◆ **Assigned task**: In the material below, find the line that contains "expanding to 100%." and the line that contains "- **Cancel-ride freeze**", then write out exactly those two lines and everything between them.

--------------------------------------------------

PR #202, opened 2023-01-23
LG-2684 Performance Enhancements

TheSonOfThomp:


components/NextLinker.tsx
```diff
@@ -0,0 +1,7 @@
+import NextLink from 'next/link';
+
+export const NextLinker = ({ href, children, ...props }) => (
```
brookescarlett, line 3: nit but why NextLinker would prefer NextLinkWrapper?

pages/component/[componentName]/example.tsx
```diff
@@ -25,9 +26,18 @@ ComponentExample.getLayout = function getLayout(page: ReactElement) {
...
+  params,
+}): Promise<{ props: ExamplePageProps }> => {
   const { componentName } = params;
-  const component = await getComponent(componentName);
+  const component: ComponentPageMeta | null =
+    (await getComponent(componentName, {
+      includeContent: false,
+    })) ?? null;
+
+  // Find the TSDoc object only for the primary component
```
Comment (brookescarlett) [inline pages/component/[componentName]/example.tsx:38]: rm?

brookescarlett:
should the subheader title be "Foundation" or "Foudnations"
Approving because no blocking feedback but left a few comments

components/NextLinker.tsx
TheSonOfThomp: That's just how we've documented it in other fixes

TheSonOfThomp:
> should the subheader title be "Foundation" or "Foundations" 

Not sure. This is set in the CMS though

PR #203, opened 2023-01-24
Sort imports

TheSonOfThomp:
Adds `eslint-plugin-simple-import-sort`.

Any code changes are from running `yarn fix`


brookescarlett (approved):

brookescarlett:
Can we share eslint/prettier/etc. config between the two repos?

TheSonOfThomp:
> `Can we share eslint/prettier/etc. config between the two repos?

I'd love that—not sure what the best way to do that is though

--------------------------------------------------

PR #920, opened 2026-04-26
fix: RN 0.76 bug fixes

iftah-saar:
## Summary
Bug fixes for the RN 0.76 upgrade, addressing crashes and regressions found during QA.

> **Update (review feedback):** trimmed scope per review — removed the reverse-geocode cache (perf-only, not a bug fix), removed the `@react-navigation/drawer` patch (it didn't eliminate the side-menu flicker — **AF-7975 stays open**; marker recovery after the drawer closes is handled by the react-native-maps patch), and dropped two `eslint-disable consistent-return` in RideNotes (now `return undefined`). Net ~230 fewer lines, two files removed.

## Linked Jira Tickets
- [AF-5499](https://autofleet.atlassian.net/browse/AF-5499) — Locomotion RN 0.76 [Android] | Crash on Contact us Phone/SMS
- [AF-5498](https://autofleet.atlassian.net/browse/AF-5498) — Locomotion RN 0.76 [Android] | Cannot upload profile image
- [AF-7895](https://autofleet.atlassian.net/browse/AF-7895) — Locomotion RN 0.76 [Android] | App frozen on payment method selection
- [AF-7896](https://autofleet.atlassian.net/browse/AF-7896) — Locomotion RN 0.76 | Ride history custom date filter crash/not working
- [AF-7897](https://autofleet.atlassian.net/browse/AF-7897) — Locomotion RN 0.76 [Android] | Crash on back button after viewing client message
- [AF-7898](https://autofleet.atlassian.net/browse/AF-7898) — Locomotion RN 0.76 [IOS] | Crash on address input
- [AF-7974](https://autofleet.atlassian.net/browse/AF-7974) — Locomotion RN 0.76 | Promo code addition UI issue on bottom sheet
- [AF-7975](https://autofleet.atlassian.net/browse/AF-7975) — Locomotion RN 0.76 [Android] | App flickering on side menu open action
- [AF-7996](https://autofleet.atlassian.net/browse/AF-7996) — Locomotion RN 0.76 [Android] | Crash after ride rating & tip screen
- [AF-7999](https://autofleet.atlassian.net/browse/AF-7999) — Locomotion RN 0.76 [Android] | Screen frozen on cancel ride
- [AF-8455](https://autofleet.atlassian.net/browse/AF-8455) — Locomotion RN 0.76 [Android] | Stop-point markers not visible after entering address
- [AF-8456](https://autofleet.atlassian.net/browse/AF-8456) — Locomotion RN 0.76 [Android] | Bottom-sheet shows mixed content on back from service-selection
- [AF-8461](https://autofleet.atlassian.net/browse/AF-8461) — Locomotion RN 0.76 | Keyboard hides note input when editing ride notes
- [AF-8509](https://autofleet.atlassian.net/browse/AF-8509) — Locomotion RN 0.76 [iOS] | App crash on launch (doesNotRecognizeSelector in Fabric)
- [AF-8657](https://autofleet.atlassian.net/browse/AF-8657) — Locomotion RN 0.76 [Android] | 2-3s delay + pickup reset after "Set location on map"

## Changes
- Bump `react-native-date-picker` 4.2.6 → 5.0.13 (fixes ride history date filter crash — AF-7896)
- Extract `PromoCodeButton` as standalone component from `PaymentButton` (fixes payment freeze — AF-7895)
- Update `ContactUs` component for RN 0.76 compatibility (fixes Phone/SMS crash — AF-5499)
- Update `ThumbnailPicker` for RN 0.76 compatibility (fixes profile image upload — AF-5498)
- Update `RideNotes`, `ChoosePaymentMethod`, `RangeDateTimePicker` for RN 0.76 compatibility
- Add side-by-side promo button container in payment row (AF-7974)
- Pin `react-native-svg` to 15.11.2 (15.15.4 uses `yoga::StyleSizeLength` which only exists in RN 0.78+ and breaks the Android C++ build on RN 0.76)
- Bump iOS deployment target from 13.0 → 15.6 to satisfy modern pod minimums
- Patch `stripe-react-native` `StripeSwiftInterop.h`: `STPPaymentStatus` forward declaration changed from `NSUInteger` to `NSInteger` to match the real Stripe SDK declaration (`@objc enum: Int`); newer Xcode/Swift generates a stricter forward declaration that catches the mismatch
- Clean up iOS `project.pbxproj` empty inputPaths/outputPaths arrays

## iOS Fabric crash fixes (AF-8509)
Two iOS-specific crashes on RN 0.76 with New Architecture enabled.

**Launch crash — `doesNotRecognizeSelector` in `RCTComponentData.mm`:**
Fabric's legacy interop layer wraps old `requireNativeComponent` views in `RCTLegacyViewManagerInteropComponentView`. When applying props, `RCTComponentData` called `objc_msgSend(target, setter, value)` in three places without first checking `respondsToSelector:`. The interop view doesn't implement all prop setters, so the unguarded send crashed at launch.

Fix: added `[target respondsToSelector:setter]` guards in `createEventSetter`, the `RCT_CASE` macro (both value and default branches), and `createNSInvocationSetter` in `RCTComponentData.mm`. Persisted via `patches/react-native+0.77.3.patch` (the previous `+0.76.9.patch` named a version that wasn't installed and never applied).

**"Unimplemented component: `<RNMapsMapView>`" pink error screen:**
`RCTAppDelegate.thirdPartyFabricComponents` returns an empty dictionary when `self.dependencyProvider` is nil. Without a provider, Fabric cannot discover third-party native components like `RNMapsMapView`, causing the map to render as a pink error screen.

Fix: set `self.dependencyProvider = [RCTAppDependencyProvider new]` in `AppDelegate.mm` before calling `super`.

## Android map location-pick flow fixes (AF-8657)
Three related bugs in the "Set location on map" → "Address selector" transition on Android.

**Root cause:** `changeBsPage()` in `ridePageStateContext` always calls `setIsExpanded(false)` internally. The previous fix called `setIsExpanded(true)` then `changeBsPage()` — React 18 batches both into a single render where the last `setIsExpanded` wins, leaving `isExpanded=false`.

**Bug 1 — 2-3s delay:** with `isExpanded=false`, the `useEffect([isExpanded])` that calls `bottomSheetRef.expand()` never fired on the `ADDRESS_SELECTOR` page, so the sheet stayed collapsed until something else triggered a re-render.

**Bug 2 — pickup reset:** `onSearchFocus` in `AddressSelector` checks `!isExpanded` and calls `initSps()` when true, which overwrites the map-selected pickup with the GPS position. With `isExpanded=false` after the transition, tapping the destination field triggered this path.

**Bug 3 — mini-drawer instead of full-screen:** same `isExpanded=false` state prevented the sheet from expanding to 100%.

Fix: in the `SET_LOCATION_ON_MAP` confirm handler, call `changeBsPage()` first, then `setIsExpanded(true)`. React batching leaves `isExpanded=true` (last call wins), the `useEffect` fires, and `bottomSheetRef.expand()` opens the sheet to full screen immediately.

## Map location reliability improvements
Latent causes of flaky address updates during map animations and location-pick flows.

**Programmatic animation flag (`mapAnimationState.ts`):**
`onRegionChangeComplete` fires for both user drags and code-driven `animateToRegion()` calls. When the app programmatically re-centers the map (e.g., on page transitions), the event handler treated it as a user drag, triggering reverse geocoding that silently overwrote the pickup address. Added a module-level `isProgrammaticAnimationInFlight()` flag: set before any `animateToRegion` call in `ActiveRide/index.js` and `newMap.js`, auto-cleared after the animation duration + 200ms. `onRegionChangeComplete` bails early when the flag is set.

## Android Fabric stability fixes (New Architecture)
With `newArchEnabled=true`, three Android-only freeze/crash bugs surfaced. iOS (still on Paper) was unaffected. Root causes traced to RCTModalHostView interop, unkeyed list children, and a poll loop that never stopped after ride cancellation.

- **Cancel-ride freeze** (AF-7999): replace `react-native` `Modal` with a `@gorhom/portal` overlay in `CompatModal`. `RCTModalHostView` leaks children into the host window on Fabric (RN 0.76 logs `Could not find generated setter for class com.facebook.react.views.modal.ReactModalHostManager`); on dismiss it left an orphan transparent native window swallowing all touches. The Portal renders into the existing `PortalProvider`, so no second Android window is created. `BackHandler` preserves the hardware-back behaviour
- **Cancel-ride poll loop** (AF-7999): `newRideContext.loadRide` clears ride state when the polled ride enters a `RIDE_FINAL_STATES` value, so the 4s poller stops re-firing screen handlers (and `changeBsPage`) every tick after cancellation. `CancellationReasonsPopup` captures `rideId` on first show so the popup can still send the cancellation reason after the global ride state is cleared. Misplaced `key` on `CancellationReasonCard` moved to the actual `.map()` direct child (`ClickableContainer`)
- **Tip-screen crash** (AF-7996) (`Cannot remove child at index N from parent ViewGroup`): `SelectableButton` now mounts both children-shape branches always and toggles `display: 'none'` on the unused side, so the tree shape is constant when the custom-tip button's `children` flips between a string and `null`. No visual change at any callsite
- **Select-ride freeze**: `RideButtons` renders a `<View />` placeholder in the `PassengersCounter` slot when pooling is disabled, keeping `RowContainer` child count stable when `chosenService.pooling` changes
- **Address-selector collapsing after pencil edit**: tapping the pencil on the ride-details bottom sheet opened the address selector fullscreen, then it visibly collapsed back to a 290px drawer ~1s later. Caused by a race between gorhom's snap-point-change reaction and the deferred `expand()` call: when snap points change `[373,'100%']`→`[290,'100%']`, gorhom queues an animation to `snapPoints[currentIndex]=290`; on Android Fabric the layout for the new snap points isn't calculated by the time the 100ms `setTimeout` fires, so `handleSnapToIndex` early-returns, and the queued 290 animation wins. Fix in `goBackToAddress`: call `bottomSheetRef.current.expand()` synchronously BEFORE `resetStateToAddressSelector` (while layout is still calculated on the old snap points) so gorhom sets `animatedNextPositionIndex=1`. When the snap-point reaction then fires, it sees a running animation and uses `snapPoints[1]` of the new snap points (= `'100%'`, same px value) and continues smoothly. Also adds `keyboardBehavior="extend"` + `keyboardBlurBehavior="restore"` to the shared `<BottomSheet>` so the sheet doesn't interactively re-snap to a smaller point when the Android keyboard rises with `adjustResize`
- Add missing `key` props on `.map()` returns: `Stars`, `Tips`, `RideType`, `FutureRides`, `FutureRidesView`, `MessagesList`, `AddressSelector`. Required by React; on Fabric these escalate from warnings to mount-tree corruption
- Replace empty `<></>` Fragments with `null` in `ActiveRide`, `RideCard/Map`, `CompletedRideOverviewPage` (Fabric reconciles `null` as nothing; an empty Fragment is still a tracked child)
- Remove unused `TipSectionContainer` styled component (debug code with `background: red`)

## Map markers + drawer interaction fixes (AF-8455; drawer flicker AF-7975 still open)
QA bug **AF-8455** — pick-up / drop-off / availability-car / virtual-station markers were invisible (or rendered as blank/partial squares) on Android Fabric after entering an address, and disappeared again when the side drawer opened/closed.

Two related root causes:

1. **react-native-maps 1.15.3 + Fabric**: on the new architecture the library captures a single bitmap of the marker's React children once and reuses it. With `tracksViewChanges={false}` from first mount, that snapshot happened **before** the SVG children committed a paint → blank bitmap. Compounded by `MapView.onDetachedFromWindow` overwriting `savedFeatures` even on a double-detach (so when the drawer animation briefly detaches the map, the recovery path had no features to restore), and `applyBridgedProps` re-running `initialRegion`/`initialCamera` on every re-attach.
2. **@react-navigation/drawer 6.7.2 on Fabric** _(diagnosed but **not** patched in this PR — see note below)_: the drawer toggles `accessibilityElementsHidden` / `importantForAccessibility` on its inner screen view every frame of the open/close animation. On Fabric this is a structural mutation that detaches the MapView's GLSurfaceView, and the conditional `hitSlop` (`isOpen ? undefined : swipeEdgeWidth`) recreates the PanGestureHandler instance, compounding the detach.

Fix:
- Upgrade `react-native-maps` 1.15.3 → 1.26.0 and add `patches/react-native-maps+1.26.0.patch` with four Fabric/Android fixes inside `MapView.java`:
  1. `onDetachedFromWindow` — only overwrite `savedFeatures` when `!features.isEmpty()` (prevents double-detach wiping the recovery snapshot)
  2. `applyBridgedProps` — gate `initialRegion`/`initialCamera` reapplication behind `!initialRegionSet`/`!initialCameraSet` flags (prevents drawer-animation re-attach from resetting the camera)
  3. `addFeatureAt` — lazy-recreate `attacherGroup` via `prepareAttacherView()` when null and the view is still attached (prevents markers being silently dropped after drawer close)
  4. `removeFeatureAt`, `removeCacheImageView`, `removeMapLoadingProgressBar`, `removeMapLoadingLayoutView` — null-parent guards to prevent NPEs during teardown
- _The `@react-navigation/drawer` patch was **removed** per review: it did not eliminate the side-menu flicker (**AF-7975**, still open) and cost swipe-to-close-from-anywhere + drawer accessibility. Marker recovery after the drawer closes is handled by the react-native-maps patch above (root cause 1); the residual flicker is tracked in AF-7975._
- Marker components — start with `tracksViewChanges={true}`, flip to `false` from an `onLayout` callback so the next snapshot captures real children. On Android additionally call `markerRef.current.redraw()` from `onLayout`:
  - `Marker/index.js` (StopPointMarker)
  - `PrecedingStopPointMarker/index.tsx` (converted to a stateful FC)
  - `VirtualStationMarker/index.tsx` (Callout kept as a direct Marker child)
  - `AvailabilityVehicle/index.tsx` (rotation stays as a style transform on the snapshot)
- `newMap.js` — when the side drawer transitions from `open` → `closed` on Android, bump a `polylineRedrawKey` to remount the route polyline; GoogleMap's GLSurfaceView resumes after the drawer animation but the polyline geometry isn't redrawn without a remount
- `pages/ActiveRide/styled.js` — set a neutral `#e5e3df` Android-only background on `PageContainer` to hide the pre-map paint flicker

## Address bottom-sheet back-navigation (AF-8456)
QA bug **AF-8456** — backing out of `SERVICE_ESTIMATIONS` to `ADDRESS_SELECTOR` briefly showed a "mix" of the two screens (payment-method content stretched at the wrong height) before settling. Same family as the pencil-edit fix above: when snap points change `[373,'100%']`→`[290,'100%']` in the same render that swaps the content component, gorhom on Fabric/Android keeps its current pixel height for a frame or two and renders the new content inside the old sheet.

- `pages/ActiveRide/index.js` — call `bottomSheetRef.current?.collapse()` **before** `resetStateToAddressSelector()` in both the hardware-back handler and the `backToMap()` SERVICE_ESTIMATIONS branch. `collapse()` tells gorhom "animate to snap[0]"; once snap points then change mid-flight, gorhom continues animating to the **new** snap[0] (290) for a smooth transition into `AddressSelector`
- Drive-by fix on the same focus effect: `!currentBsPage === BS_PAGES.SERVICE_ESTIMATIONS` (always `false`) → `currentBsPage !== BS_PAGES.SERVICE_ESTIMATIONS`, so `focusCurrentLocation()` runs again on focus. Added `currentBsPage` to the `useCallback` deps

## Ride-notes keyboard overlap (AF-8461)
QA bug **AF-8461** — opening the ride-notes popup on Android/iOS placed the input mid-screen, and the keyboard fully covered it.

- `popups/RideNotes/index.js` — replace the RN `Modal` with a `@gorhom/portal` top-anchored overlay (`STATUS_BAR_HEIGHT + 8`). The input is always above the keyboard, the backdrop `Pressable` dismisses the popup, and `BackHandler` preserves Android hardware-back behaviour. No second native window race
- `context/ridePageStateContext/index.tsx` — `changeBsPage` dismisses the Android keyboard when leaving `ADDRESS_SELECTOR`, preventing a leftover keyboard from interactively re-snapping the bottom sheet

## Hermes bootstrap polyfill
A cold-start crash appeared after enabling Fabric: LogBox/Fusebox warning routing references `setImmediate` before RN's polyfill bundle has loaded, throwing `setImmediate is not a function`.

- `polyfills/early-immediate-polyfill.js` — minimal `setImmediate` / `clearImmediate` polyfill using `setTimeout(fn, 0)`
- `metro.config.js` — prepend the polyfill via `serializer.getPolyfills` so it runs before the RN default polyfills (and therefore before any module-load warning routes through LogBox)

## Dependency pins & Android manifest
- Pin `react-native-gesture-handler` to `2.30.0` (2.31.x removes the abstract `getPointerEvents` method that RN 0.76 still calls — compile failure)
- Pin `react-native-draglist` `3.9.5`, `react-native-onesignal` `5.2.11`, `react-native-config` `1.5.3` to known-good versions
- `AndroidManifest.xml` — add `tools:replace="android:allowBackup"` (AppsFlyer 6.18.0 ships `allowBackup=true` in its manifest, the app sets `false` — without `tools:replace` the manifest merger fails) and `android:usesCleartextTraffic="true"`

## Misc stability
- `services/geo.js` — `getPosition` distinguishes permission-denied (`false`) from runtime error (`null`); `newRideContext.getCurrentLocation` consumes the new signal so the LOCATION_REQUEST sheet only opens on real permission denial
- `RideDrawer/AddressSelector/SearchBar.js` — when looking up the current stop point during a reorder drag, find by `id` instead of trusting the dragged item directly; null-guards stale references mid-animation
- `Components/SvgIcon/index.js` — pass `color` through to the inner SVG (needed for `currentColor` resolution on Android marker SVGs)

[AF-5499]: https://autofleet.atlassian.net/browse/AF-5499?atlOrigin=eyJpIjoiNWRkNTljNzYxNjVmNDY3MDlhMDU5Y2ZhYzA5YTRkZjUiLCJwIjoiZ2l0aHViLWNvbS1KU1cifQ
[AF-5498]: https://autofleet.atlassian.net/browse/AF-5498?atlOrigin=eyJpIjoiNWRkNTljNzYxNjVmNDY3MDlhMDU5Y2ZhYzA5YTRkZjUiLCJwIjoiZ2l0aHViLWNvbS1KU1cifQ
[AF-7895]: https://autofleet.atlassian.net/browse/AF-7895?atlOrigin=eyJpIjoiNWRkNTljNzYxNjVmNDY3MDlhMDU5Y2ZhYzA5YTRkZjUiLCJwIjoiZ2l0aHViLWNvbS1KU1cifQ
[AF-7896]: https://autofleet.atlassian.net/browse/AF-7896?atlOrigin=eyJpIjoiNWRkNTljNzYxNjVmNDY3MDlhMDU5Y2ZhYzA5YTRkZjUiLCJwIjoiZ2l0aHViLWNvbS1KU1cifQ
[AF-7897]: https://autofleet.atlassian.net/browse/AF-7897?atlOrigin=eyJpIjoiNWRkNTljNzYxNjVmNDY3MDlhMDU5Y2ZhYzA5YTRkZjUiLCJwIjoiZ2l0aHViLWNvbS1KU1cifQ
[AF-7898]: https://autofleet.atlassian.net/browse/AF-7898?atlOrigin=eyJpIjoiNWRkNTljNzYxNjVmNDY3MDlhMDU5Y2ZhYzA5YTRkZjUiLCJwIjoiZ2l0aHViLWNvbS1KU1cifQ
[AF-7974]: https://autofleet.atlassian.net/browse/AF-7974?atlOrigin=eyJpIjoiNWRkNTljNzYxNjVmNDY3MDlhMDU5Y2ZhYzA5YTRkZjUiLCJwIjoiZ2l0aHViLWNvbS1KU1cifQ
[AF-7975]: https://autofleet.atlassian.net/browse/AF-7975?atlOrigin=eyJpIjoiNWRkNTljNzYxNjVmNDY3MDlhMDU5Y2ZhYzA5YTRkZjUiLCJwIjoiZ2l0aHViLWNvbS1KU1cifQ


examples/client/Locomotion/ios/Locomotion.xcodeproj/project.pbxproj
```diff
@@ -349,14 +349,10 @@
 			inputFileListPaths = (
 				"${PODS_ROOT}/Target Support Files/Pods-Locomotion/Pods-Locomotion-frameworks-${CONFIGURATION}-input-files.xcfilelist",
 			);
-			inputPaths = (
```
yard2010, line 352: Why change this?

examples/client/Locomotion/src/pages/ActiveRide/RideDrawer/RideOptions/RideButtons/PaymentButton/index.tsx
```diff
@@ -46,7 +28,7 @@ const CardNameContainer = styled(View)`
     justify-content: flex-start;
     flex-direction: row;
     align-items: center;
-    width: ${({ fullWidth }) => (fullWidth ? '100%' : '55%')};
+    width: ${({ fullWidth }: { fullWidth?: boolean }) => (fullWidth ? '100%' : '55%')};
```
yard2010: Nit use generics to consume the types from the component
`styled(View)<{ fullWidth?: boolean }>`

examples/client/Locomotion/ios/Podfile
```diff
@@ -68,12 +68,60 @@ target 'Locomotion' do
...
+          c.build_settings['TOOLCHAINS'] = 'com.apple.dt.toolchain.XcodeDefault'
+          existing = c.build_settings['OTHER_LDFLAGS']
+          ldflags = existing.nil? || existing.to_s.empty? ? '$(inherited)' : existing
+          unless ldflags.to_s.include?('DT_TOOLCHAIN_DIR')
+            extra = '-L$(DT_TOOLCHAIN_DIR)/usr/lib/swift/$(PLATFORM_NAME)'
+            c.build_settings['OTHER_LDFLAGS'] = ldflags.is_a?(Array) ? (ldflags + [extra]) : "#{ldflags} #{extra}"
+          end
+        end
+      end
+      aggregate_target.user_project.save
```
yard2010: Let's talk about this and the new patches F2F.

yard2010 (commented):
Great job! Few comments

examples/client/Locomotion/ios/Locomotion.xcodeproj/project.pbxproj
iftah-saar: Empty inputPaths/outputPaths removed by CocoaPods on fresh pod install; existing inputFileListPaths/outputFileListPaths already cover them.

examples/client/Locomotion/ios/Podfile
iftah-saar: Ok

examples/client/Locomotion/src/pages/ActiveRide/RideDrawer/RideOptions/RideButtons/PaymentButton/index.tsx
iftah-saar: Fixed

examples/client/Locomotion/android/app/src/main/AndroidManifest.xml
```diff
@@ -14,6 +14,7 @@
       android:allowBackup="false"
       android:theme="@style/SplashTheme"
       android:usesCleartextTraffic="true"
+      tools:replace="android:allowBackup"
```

--------------------------------------------------

◆ **Answer box**:
**Bug 3 — mini-drawer instead of full-screen:** same `isExpanded=false` state prevented the sheet from expanding to 100%.

Fix: in the `SET_LOCATION_ON_MAP` confirm handler, call `changeBsPage()` first, then `setIsExpanded(true)`. React batching leaves `isExpanded=true` (last call wins), the `useEffect` fires, and `bottomSheetRef.expand()` opens the sheet to full screen immediately.

## Map location reliability improvements
Latent causes of flaky address updates during map animations and location-pick flows.

**Programmatic animation flag (`mapAnimationState.ts`):**
`onRegionChangeComplete` fires for both user drags and code-driven `animateToRegion()` calls. When the app programmatically re-centers the map (e.g., on page transitions), the event handler treated it as a user drag, triggering reverse geocoding that silently overwrote the pickup address. Added a module-level `isProgrammaticAnimationInFlight()` flag: set before any `animateToRegion` call in `ActiveRide/index.js` and `newMap.js`, auto-cleared after the animation duration + 200ms. `onRegionChangeComplete` bails early when the flag is set.

## Android Fabric stability fixes (New Architecture)
With `newArchEnabled=true`, three Android-only freeze/crash bugs surfaced. iOS (still on Paper) was unaffected. Root causes traced to RCTModalHostView interop, unkeyed list children, and a poll loop that never stopped after ride cancellation.

- **Cancel-ride freeze** (AF-7999): replace `react-native` `Modal` with a `@gorhom/portal` overlay in `CompatModal`. `RCTModalHostView` leaks children into the host window on Fabric (RN 0.76 logs `Could not find generated setter for class com.facebook.react.views.modal.ReactModalHostManager`); on dismiss it left an orphan transparent native window swallowing all touches. The Portal renders into the existing `PortalProvider`, so no second Android window is created. `BackHandler` preserves the hardware-back behaviour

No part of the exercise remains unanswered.